-- Opening Marker --
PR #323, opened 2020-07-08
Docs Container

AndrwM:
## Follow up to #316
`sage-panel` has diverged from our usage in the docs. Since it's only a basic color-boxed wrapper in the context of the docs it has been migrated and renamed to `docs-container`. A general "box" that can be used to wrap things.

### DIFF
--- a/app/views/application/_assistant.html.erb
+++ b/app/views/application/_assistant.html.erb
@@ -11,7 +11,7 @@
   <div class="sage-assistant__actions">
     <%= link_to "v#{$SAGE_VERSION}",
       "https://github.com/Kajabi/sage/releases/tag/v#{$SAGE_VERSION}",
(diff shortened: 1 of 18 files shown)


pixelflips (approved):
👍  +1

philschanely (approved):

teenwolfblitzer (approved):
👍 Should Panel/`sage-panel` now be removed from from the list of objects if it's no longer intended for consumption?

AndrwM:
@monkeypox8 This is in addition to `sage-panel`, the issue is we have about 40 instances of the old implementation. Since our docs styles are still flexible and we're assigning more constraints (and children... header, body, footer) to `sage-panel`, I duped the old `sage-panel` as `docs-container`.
-- Closing Marker --
-- Opening Marker --
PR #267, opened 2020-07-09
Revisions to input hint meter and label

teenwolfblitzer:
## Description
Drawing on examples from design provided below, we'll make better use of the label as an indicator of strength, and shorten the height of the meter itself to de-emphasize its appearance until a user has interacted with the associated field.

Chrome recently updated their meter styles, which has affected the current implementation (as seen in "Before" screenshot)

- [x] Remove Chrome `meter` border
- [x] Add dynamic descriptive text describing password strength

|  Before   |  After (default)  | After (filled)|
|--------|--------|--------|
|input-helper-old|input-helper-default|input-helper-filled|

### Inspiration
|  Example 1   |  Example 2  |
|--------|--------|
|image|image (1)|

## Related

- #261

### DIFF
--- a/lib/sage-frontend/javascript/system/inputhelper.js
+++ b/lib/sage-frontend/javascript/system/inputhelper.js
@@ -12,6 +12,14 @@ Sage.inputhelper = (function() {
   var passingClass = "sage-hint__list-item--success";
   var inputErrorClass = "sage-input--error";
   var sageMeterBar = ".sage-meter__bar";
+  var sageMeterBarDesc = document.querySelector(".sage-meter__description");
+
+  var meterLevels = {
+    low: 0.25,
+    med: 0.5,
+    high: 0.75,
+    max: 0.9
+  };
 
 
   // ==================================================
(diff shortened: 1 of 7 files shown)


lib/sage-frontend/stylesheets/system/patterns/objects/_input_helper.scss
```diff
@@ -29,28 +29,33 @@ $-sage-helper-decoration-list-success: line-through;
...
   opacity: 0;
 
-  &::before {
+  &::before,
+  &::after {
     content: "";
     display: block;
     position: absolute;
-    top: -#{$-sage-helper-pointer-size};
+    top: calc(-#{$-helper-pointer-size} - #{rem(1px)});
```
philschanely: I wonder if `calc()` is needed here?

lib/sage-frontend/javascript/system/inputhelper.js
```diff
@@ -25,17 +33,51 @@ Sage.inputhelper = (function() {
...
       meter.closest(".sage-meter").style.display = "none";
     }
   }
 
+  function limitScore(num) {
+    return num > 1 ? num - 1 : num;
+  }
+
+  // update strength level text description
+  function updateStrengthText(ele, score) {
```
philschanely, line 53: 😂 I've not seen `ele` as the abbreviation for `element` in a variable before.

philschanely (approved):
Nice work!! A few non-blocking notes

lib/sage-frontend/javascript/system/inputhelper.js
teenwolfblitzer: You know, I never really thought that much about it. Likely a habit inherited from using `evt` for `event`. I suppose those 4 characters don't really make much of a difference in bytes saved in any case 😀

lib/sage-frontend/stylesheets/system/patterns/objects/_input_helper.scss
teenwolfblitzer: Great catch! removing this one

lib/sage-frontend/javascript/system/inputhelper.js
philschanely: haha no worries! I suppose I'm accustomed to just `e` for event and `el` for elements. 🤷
-- Closing Marker --
-- Opening Marker --
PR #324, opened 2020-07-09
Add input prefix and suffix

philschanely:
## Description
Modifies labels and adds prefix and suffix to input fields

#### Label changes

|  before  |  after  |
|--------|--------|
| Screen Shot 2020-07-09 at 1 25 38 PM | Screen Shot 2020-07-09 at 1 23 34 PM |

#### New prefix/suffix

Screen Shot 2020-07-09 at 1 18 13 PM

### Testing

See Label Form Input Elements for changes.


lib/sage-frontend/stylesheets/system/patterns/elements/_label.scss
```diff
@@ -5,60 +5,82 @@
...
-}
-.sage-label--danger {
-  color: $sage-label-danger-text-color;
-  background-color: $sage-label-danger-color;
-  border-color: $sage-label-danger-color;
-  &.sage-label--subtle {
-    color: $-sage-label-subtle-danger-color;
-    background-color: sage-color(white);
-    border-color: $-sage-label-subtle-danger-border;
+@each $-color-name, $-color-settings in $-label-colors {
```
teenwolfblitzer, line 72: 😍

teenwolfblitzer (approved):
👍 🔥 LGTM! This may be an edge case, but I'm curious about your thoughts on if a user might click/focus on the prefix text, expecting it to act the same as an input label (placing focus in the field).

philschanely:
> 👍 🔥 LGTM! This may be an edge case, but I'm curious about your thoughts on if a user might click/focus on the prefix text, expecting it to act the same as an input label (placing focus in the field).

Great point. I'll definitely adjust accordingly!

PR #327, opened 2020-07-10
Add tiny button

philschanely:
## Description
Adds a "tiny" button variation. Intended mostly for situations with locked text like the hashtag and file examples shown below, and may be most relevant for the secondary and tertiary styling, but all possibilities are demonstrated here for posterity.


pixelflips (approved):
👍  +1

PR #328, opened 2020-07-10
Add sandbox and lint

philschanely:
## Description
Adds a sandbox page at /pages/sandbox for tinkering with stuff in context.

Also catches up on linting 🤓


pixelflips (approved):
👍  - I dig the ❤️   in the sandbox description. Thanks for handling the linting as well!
-- Closing Marker --
— Work order —
Using the listing above, count the lines that contain the word "danger" and state only that number.

— Completed exercise —
6